Enum in Kafka sink connector

I am working on a MSSQL sink connector which simply saves data from a topic to a table. My topic is bound to an Avro schema. For one of the field, I am using enum.

Now when my connector saves data to table, it saves the enum name. But for some reason, I want it to save both Enum numeric value as well as Enum name.

e.g. if I have a below enum for car models, then connector saved Hatchback/Sedan/SUV. I want to save the values,1/2/3 as well. Both values can go to different columns.

enum Model
{
    Hatchback: 1,
    Sedan: 2,
    SUV: 3
}

How can we achieve this?

Are you using a MSSQL sink connector or writing one? I’m asking this because I’m not aware of any official MSSQL sink connector. Unless you’re using the JDBC sink connector?

Sorry for not mentioning it explicitly, I mean the Jdbc sink connector.

No worries. Try setting the property value.converter.enhanced.avro.schema.support to true. According to the documentation:

Enable enhanced Avro schema support in the Avro Converter. When set to true , this property preserves Avro schema package information and Enums when going from Avro schema to Connect schema. This information is added back in when going from Connect schema to Avro schema.

:page_facing_up: Source: Using Kafka Connect with Schema Registry | Confluent Documentation

Here is an example:

key.converter=io.confluent.connect.avro.AvroConverter
key.converter.schema.registry.url=<SCHEMA_REGISTRY_URL>
key.converter.enhanced.avro.schema.support=true
value.converter=io.confluent.connect.avro.AvroConverter
value.converter.schema.registry.url=<SCHEMA_REGISTRY_URL>
value.converter.enhanced.avro.schema.support=true

I have enabled this setting but connector still saves only enum text in the table. Any idea where can I find the additional info saved by connector when this setting is true?

Hi @ankit.11tyagi : I doubt the enum type is supported based on the data conversion table provided here: https://docs.confluent.io/kafka-connect-jdbc/current/sink-connector/index.html

Enum type seems to be supported upto some extent as my connector saved the enum text in varchar columns in table. It is the numeric value associated with the enum which is not saving.

@ankit.11tyagi : My apologies, Ankit, if I am going too far. The supported JDBC conversion (Understanding data type conversions - JDBC Driver for SQL Server | Microsoft Docs) does not mention enum. Hence, I assume the “unknown” behaviour by the connector.

I think the limitation here is that the internal structure used by Kafka Connect to represent records known as Struct doesn’t support enums with additional values — hence why it tries to capture the enum value and simply force a toString() on it. You can check this behavior by taking a look in the Schema class that govern how each Struct is modeled.
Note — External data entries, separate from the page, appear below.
PR #1047, opened 2026-04-14
refactor(auth): deduplicate OIDC config fetches and simplify token exchange

nader-ziada:
small cleanup to #953

context here: https://github.com/containers/kubernetes-mcp-server/pull/953#issuecomment-4241438243

### DIFF
--- a/pkg/http/wellknown.go
+++ b/pkg/http/wellknown.go
@@ -1,6 +1,7 @@
 package http
 
 import (
+	"context"
 	"encoding/json"
 	"fmt"
 	"io"
@@ -19,6 +20,7 @@ import (
 
 const maxWellKnownResponseSize = 1 << 20 // 1 MB
 const oidcConfigCacheTTL = 5 * time.Minute
+const oidcConfigFetchTimeout = 30 * time.Second
 
 var allowedResponseHeaders = map[string]bool{
 	"Cache-Control": true,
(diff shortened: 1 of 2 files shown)


pkg/http/wellknown.go
```diff
@@ -235,36 +238,54 @@ func (w *WellKnown) fetchWellKnownEndpoint(request *http.Request, url string) (m
...
 		result := copyMap(w.oidcConfigCache)
-		w.oidcConfigCacheLock.RUnlock()
+		w.oidcConfigCacheMu.RUnlock()
 		return result, nil
 	}
-	w.oidcConfigCacheLock.RUnlock()
+	w.oidcConfigCacheMu.RUnlock()
+
+	// singleflight deduplicates concurrent cache misses for the same authURL
+	val, err, _ := w.oidcConfigFlight.Do(authURL, func() (interface{}, error) {
```
Cali0707: nit:
```suggestion
	val, err, _ := w.oidcConfigFlight.Do(authURL, func() (any, error) {
```

pkg/http/wellknown.go
```diff
@@ -235,36 +238,54 @@ func (w *WellKnown) fetchWellKnownEndpoint(request *http.Request, url string) (m
...
-
-	// Cache the result with timestamp and URL
-	w.oidcConfigCacheLock.Lock()
-	w.oidcConfigCache = copyMap(oidcConfig)
-	w.oidcConfigCacheTime = time.Now()
-	w.oidcConfigCacheURL = authURL
-	w.oidcConfigCacheLock.Unlock()
-
-	return oidcConfig, nil
+	return copyMap(val.(map[string]interface{})), nil
```
Cali0707: nit:
```suggestion
	return copyMap(val.(map[string]any)), nil
```

pkg/http/wellknown.go
```diff
@@ -235,36 +238,54 @@ func (w *WellKnown) fetchWellKnownEndpoint(request *http.Request, url string) (m
...
+	val, err, _ := w.oidcConfigFlight.Do(authURL, func() (interface{}, error) {
+		// Re-check cache under singleflight in case another goroutine just populated it
+		w.oidcConfigCacheMu.RLock()
+		if w.oidcConfigCache != nil && w.oidcConfigCacheURL == authURL && time.Since(w.oidcConfigCacheTime) < oidcConfigCacheTTL {
+			result := copyMap(w.oidcConfigCache)
+			w.oidcConfigCacheMu.RUnlock()
+			return result, nil
+		}
+		w.oidcConfigCacheMu.RUnlock()
+
```
Cali0707: @nader-ziada do we need this branch? Doesn't singleflight already de duplicate/return the final value we would want to other callers here?

I'm thinking it may be possible to simplify this flow to not recheck the cache inside `w.oidcConfigFlight.Do(...)`

pkg/http/wellknown.go
```diff
@@ -235,36 +238,54 @@ func (w *WellKnown) fetchWellKnownEndpoint(request *http.Request, url string) (m
...
+		oidcURL := authURL + openIDConfigurationEndpoint
+		oidcConfig, _, err := w.fetchWellKnownEndpoint(request, oidcURL)
```
Cali0707: Since singleflight will ensure this runs once, if there are multiple callers there may be a case where the request that "wins" and is running inside here is cancelled, which would propagate to callers.

Maybe we want to set the request context with `context.WithoutCancel()` (and then adding our own timeout on it) so that we can handle the case where the request times out?

manusa (approved):
LGTM, thx!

It seems to me then that you have two options:

  1. Using a SMT in the sink connector: perhaps you can try to change the Struct schema on-the-fly by applying a custom SMT that depicts the enum value into two new fields. Chris Matta from Confluent wrote a very nice blog about this.
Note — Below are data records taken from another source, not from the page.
PR #1048, opened 2026-04-14
fix(test): call resp.Body.Close() instead of referencing method value

xingyug:
## Summary

`resp.Body.Close` without parentheses evaluates to a method reference (`func() error`) and discards it via `_ =` assignment. The response body is never actually closed, leaking HTTP response resources during test execution.

The `_ =` suppresses any linter warning, making this bug invisible to static analysis tools like `golangci-lint`.

## Changes

| File | Instances | Description |
|------|-----------|-------------|
| `pkg/http/authorization_mcp_test.go` | 6 | `_ = resp.Body.Close` → `_ = resp.Body.Close()` |
| `pkg/http/http_test.go` | 1 | `_ = resp.Body.Close` → `_ = resp.Body.Close()` |

## Impact

- **Before**: Response bodies leaked in every test case — cleanup callback stored a method reference instead of calling it
- **After**: Response bodies are properly closed via `resp.Body.Close()` in `t.Cleanup()`

## Testing

- `make build` (includes `go fmt`, `go mod tidy`, lint): **passes**
- `TestAuthorization` suite: **all subtests pass**
- Zero remaining instances of `resp.Body.Close` without `()` confirmed via `grep`

### DIFF
--- a/pkg/http/authorization_mcp_test.go
+++ b/pkg/http/authorization_mcp_test.go
@@ -108,7 +108,7 @@ func (s *AuthorizationSuite) TestAuthorizationUnauthorizedMissingHeader() {
 
 	s.Run("Protected resource with MISSING Authorization header", func() {
 		resp := s.HttpGet("")
-		s.T().Cleanup(func() { _ = resp.Body.Close })
+		s.T().Cleanup(func() { _ = resp.Body.Close() })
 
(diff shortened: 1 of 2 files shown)


matzew (approved):
LGTM

manusa (approved):
LGTM, thx!

PR #1049, opened 2026-04-15
fix(api): migrate tool handlers to WrapParams sticky-error pattern

manusa:
## Summary

Follow-up to #1039. The free-standing `OptionalString`/`OptionalBool` helpers silently
return the default value when a parameter is present but of the wrong type, masking
malformed client calls. This PR:

- Introduces a `Params` wrapper with sticky-error semantics that surfaces type mismatches
  as errors instead of silently falling back to defaults
- Marks the free-standing `OptionalString`/`OptionalBool` as deprecated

  2. Model the enum as a complex type: if you have the chance you can change the inbound Avro to model the entity as a complex type with two distinct columns instead of using an enum. I think this option may cause some friction at first — but in the long run seems to be the right thing to do.

Thanks,

— @riferrei

1 Like

Thanks @riferrei for the information. You are right the option #2 will give more control. However, I will have to check with the team managing the topic schema if they can implement this change as this does not seem to be backward compatible.

1 Like

This topic was automatically closed 14 days after the last reply. New replies are no longer allowed.